(What is being asked):
A word-for-word restatement of the listing is the only acceptable answer.

(Data to use):
PR #231, opened 2023-01-24
Update strided_index_range to strided_slice

crtrott:


include/experimental/__p2630_bits/strided_slice.hpp
```diff
@@ -15,19 +15,32 @@
...
+struct strided_slice {
   using offset_type = OffsetType;
   using extent_type = ExtentType;
   using stride_type = StrideType;
 
   OffsetType offset;
   ExtentType extent;
   StrideType stride;
+
+  static_assert(is_integral<OffsetType>::value || __mdspan_is_integral_constant<OffsetType>::value);
```
mhoemmen: Thanks for adding the Mandates! : - )

Optionally, given that the P2630 implementation only needs to support C++17, would you consider using `is_integral_v<T>` instead of `is_integral<T>::value`?

mhoemmen (approved):

include/experimental/__p2630_bits/strided_slice.hpp
crtrott: I think I got confused with the error message for is_integra_constant_v which doesn't exist :-)

crtrott: changed that back.

nmm0 (approved):
Looks pretty straightforward to me

PR #232, opened 2023-01-26
add CMakeUserPresets.txt to .gitignore

nmm0:


dalg24 (dismissed):
I would only accept `CMakeUserPresets.json` if accepting anything at all
as usual, this is something you can deal with locally on your system on on a particular repo.

mhoemmen (changes requested):
I'm with @dalg24 -- thanks for the contributions, though!

nmm0:
> I would only accept `CMakeUserPresets.json` if accepting anything at all as usual, this is something you can deal with locally on your system on on a particular repo.

Hmm, we do already have IDE specific folders such as that for visual studio and the generic build folder already on there. I can change to just CMakeUserPresets.json but do you want me to also remove the existing IDE-specific ignores?

mhoemmen:
> we do already have IDE specific folders such as that for visual studio and the generic build folder already on there

@dalg24 Those might just be for automated MSVC testing.  Do we have that somewhere?

crtrott (approved):

mhoemmen (approved):
I think this is fine.  Thanks for the contribution!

(Exercise result):
PR #231, opened 2023-01-24
Update strided_index_range to strided_slice

crtrott:


include/experimental/__p2630_bits/strided_slice.hpp
```diff
@@ -15,19 +15,32 @@
...
+struct strided_slice {
   using offset_type = OffsetType;
   using extent_type = ExtentType;
   using stride_type = StrideType;
 
   OffsetType offset;
   ExtentType extent;
   StrideType stride;
+
+  static_assert(is_integral<OffsetType>::value || __mdspan_is_integral_constant<OffsetType>::value);
```
mhoemmen: Thanks for adding the Mandates! : - )

Optionally, given that the P2630 implementation only needs to support C++17, would you consider using `is_integral_v<T>` instead of `is_integral<T>::value`?

mhoemmen (approved):

include/experimental/__p2630_bits/strided_slice.hpp
crtrott: I think I got confused with the error message for is_integra_constant_v which doesn't exist :-)

crtrott: changed that back.

nmm0 (approved):
Looks pretty straightforward to me

PR #232, opened 2023-01-26
add CMakeUserPresets.txt to .gitignore

nmm0:


dalg24 (dismissed):
I would only accept `CMakeUserPresets.json` if accepting anything at all
as usual, this is something you can deal with locally on your system on on a particular repo.

mhoemmen (changes requested):
I'm with @dalg24 -- thanks for the contributions, though!

nmm0:
> I would only accept `CMakeUserPresets.json` if accepting anything at all as usual, this is something you can deal with locally on your system on on a particular repo.

Hmm, we do already have IDE specific folders such as that for visual studio and the generic build folder already on there. I can change to just CMakeUserPresets.json but do you want me to also remove the existing IDE-specific ignores?

mhoemmen:
> we do already have IDE specific folders such as that for visual studio and the generic build folder already on there

@dalg24 Those might just be for automated MSVC testing.  Do we have that somewhere?

crtrott (approved):

mhoemmen (approved):
I think this is fine.  Thanks for the contribution!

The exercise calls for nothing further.